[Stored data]
PR #89, opened 2026-07-15
Distribute the @intx packages as compiled ESM

alexanderguy:
## Summary

- Published `@intx/*` packages ship compiled ESM (`dist/`, `.js` + `.d.ts`)
  instead of TypeScript source, so a consumer on any ESM runtime installs
  and runs them without a TypeScript toolchain. A custom `intx-src` exports
  condition keeps the in-repo dev loop on source while consumers get `dist`.
- Every in-repo launcher that resolves `@intx/*` carries the `intx-src`
  condition — the `bin/` wrappers, the sidecar's spawned `workflow-child`,
  and the example `start` scripts — and a `check-launchers` lint guard fails
  the build if a launcher drops it or a `bin/` entry point's wrapper shadows
  its `.ts`.
- `bin/publish` is a guarded, dry-run-by-default publish path: it requires a
  clean tree at the release tag, version-synced packages, `workspace:`/
  `catalog:` internal deps, and a fresh `bun.lock`, then packs every package
  and asserts each package root and every exports subpath loads under Node,
  Bun, and Deno resolving to `dist` (not the inert `intx-src` source).
  `bin/release` refreshes the workspace versions `bun.lock` records so
  `bun pm pack` ships the release version.
- `vscode-jsonrpc@9` lets `@intx/tools-lsp` load under Node and Deno, so the
  whole distribution runs on all three runtimes.

## Verification

- `make all` passes (build, lint, admin UI, 4060 + 361 tests).
- `make verify-tool-load` loads the tool closure from a packed 9-package set
  under plain `bun`, resolving `@intx/*` to compiled `dist`.
- `check-launchers` fails lint when a launcher resolves `@intx/*` without the
  condition, verified by stripping a flag from a wrapper, the sidecar
  binary's shebang, and an example script.
- The `bin/publish` load smoke packs all 28 non-private packages and loads
  every import specifier — each package root plus all exports subpaths, 50 in
  all — under Node, Bun, and Deno, resolving to `dist`; optional peers are
  installed so peer-gated subpaths import.

Closes INTR-299


alexanderguy:

The whole-branch review is clean — no findings.

Two out-of-scope latent items surfaced in review are tracked separately rather than fixed here: the dist-rewrite resolver's extension coverage (INTR-304), and the publish-metadata guard's hardcoded side-effecting package (INTR-305).

The launcher lint guard deliberately does not match a `bun` invocation behind an env-assignment / `command` / `time` prefix, guards only the first `.ts` on a line, and does not see `export * as ns from` — each a documented scope boundary for a form the repo does not use.

PR #90, opened 2026-07-15
Add a launcher wrapper for the guarded publish path

alexanderguy:
## Summary

- Adds a `bin/publish` launcher wrapper so the guarded publish path has the same `bin/<name>` entry point the other launchers — and `docs/PUBLISHING.md` — already assume. It forwards to `bin/publish.ts` and carries no `--conditions=intx-src`, since the publish path resolves no `@intx/*` of its own.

=== Required action ===
Above are the records; print exactly the lines from the line with "Distribute the @intx packages as compiled ESM" to the line with "instead of TypeScript", including both, and nothing else.

=== Written response ===
Distribute the @intx packages as compiled ESM

alexanderguy:
## Summary

- Published `@intx/*` packages ship compiled ESM (`dist/`, `.js` + `.d.ts`)
  instead of TypeScript source, so a consumer on any ESM runtime installs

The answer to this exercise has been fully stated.